__WORK TO BE COMPLETED__:
In the records below, find each line with "buildBlockExplorerUrl" and copy it.

__INFORMATION SUPPLIED__:
--- START ---

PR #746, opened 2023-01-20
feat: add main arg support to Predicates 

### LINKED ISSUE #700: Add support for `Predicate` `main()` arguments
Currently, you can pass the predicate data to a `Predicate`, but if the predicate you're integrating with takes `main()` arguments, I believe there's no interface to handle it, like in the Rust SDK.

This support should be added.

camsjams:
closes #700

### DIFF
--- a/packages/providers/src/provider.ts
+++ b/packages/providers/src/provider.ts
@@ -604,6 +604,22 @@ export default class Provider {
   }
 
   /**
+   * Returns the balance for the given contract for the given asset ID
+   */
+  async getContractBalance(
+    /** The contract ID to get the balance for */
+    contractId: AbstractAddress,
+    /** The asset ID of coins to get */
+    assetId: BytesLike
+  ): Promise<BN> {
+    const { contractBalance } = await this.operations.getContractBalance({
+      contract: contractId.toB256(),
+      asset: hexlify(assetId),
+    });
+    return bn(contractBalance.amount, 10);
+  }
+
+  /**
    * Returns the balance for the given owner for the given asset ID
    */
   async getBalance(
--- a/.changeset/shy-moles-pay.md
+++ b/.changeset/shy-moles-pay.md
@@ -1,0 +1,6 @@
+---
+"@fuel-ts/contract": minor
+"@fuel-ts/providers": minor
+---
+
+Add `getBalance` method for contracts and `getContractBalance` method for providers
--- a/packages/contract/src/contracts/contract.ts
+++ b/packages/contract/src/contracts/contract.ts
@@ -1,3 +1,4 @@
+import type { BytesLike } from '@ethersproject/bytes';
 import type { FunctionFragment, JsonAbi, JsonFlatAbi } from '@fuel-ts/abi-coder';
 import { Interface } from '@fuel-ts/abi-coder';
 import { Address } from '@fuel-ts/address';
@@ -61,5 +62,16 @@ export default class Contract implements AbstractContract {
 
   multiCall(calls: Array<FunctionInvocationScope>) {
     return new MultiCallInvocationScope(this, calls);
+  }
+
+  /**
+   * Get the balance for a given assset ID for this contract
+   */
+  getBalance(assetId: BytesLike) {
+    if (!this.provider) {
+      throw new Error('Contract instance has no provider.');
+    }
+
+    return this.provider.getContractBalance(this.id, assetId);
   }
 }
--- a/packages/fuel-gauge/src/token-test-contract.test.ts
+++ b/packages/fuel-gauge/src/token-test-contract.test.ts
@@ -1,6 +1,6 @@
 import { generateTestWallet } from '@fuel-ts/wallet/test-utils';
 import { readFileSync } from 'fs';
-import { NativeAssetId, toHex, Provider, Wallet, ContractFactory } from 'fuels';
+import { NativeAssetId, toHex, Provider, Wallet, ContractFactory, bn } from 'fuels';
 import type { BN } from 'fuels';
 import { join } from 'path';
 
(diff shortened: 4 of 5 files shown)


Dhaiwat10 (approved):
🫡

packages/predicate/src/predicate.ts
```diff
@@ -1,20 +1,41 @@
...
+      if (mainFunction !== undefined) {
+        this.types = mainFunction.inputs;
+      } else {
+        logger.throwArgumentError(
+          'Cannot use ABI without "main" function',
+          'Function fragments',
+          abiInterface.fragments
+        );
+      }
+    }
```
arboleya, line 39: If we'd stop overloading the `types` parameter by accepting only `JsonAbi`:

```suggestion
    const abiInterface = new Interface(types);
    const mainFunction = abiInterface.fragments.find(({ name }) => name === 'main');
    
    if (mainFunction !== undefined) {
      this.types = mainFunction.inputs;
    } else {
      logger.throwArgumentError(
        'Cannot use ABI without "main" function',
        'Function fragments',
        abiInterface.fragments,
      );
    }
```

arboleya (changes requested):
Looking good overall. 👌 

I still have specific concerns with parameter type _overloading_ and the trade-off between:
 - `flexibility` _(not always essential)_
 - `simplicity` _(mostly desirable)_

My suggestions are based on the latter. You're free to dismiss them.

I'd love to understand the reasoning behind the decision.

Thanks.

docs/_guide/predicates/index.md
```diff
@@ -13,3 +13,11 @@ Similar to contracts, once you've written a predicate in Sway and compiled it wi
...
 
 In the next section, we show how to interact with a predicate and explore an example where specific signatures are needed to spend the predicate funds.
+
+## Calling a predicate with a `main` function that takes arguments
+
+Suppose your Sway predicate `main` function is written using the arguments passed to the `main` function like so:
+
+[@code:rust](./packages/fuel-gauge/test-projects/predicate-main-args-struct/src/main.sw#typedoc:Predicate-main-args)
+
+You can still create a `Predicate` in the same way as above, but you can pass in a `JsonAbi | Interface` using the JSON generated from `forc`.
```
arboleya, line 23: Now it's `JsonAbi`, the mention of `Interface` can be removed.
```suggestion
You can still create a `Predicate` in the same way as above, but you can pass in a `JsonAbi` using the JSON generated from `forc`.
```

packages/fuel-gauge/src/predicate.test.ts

--- END ---
--- START ---

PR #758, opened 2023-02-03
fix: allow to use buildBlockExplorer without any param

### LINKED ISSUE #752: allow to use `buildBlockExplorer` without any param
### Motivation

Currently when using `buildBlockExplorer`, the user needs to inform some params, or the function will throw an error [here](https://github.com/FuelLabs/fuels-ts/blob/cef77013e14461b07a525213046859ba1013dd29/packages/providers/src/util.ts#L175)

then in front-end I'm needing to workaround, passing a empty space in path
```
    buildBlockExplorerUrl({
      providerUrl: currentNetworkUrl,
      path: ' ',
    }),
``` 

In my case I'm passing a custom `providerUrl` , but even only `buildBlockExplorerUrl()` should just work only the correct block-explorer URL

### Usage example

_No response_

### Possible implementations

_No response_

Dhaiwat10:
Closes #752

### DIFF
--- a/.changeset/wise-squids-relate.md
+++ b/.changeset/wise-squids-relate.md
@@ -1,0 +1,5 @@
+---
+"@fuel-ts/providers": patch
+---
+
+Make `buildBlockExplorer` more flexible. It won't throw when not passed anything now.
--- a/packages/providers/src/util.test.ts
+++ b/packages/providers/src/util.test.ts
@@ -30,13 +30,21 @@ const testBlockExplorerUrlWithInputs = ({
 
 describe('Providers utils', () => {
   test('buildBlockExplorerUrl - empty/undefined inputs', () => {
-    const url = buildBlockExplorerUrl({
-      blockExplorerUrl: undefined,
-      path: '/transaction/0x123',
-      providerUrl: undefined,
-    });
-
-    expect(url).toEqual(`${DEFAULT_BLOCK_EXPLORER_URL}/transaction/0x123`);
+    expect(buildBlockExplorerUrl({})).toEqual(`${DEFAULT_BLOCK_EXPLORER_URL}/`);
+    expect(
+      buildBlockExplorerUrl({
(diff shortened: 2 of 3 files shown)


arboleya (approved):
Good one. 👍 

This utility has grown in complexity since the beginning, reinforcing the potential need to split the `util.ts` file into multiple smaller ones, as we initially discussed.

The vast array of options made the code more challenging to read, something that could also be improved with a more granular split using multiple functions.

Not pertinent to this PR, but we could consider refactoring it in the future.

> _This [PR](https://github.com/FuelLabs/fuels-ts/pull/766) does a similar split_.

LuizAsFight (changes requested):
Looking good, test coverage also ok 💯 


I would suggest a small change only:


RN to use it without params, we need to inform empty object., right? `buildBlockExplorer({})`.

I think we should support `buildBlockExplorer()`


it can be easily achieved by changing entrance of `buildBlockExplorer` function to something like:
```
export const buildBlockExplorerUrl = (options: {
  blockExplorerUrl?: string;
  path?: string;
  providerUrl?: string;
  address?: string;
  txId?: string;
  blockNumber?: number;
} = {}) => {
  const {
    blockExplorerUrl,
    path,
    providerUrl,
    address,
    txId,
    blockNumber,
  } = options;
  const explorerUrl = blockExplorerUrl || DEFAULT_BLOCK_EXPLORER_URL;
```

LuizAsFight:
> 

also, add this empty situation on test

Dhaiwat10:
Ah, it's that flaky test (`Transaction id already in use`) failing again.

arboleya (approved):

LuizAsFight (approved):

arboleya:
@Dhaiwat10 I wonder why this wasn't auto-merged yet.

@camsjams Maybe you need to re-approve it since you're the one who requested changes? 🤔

--- END ---
--- START ---

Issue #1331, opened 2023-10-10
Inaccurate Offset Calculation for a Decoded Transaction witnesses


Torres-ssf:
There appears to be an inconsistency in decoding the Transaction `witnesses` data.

--- END ---

__ANSWER TO THE PROBLEM__:
    buildBlockExplorerUrl({
In my case I'm passing a custom `providerUrl` , but even only `buildBlockExplorerUrl()` should just work only the correct block-explorer URL
   test('buildBlockExplorerUrl - empty/undefined inputs', () => {
-    const url = buildBlockExplorerUrl({
+    expect(buildBlockExplorerUrl({})).toEqual(`${DEFAULT_BLOCK_EXPLORER_URL}/`);
+      buildBlockExplorerUrl({
export const buildBlockExplorerUrl = (options: {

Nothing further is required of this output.